Stored items

* * * * *

PR #3, opened 2019-05-10
Drop DRF from dependencies

menecio:
DRF was used for deserializing to JSON, this can be achieved by using standard python.

### DIFF
--- a/rele/client.py
+++ b/rele/client.py
@@ -1,10 +1,10 @@
+import json
 import logging
 from contextlib import suppress
 
 from django.conf import settings
 from google.api_core import exceptions
 from google.cloud import pubsub_v1
-from rest_framework.renderers import JSONRenderer
 
 logger = logging.getLogger(__name__)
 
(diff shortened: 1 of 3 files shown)


menecio:
Depends on #2

rele/client.py
```diff
@@ -49,7 +49,7 @@ def __init__(self):
             credentials=settings.RELE_GC_CREDENTIALS)
 
     def publish(self, topic, data, **attrs):
-        data = JSONRenderer().render(data)
+        data = json.dumps(data).encode()
```
andrewgy8: Im afraid this wont work in the case that you pass in `serializers.data`. We tried this, and thats why we had to use `data = JSONRenderer().render(data)`. If anything, you will would have to pass in your data already encoded to the publish function, or we make the encoding method configurable.

tobami:
To be implemented here: https://github.com/mercadona/rele/issues/8

menecio:
@tobami why did you close this one without having an agreement on how to proceed? Because DRF compat can be achieved right now without doing anything fancy, just by know that you must use `.to_representation()` method when publishing data

rele/client.py
menecio: Did you try passing `serializer.to_representation()` ?

PR #13, opened 2019-05-15
Enhance the make release command with twine

andrewgy8:
### :tophat: What?

Enhance the make release command with twine

### :thinking: Why?

Makes deployments easier


andrewgy8:
I remove the travis deploy step, and instead enhanced the `make release` command. If we find this to be too much we can think about integrating it back into travis. IMHO, right now is not the time to automate this as it will probably cause more trouble than its worth.

andrewgy8:
In addition, I was looking at some other projects that make use of travis (restframework, requests, mode, etc.) and none of them use the `deploy` feature of travis.

PR #14, opened 2019-05-20
Add docstrings to the sub decorator

andrewgy8:
### :tophat: What?

Add docstrings to the sub decorator to get documentation started. 

### :thinking: Why?

Just getting started with documenting how the rele package works. 

Is this how we want our docstrings styled?

### DIFF
--- a/rele/subscription.py
+++ b/rele/subscription.py
@@ -75,10 +75,10 @@ def sub(topic, suffix=None):
         def purpose_2(data, **kwargs):
              pass
 
-    :param topic: string The topic that is being subscribed too.
+    :param topic: string The topic that is being subscribed to.
     :param suffix: string An options suffix to the subscription name.
-    Useful when you have two subscribers in the same project that are subscribed to
-    the same topic.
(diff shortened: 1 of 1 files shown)


rele/subscription.py
```diff
@@ -50,6 +50,37 @@ def __call__(self, message):
...
+
+        @sub(topic='lets-tell-everyone', suffix='sub1')
+        def purpose_1(data, **kwargs):
+             pass
+
+        @sub(topic='lets-tell-everyone', suffix='sub2')
+        def purpose_2(data, **kwargs):
+             pass
+
+    :param topic: string The topic that is being subscribed too.
```
tobami: "... subscribed to"

rele/subscription.py
```diff
@@ -50,6 +50,37 @@ def __call__(self, message):
...
+    :param suffix: string An options suffix to the subscription name.
+    Useful when you have two subscribers in the same project that are subscribed to
```
tobami: This should be indented to the first char of the param description ("string")

PR #16, opened 2019-05-30
Add metrics in subscription log

LluisGuiVi:
### :tophat: What?

Add extra parameters to subscription log

### :thinking: Why?

This allows monitoring by prometheus

### DIFF
--- a/rele/subscription.py
+++ b/rele/subscription.py
@@ -34,7 +34,7 @@ class Callback:
         db.close_old_connections()
 
         logger.info(f'Start processing message for {self._subscription}',
-                    extra=self._build_task_info())
+                    extra=self._build_metrics())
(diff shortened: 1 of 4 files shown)


rele/subscription.py
```diff
@@ -32,7 +33,8 @@ def __init__(self, subscription, suffix=None):
     def __call__(self, message):
         db.close_old_connections()
 
-        logger.info(f'Start processing message for {self._subscription}')
+        logger.info(f'Start processing message for {self._subscription}',
+                    extra=self._build_task_info())
```
tobami: There is no concept of "task" here. I'd call it `_build_metrics()` or `_build_sub_info()`

LluisGuiVi: Done

PR #18, opened 2019-05-30
Add metrics to failed subscription log

LluisGuiVi:
### :tophat: What?

Add metrics to failed subscription log

### :thinking: Why?

To obtain metrics from subscription error

### DIFF
--- a/rele/subscription.py
+++ b/rele/subscription.py
@@ -1,5 +1,6 @@
 import json
 import logging
+from enum import Enum
 
 from django import db
 from django.conf import settings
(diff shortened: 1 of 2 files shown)


rele/subscription.py
```diff
@@ -26,6 +27,13 @@ def __str__(self):
 
 class Callback:
 
+    class SubscriptionStatus(Enum):
```
antoniobusrod: I would suggest to use plain constants instead of extending Enum for constants.

LluisGuiVi:
We are going to close the branch because the metrics structure are going to change

PR #22, opened 2019-05-31
 Add remaining subscription log

jjponz:
### :tophat: What?

Add log information in all subscription process

### :thinking: Why?

To can scrap the metrics in prometheus

### DIFF
--- a/tests/test_subscription.py
+++ b/tests/test_subscription.py
@@ -103,7 +103,7 @@ class TestCallback:
         callback = Callback(sub_stub)
         callback(message_wrapper)
 
-        success_log = caplog.records[1]
+        success_log = caplog.records[-1]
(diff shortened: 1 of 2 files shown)


tests/test_subscription.py
```diff
@@ -70,12 +71,39 @@ def test_acks_message_when_callback_called(self, caplog, message_wrapper):
...
+        with caplog.at_level(logging.DEBUG):
+            callback = Callback(sub_stub)
+            res = callback(message_wrapper)
+
+        assert res is None
+        message_wrapper_log = caplog.records[1]
+        assert message_wrapper_log.message == ('I am a task doing '
+                                               'stuff with ID 123 (es)')
+
+    def test_log_when_callback_when_execution_is_succesful(
```
tobami: `when` appears twice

* * * * *

Required work
Wherever the string "everyone" appears in the records above, copy the line it sits in.

Answer to this task
+        @sub(topic='lets-tell-everyone', suffix='sub1')
+        @sub(topic='lets-tell-everyone', suffix='sub2')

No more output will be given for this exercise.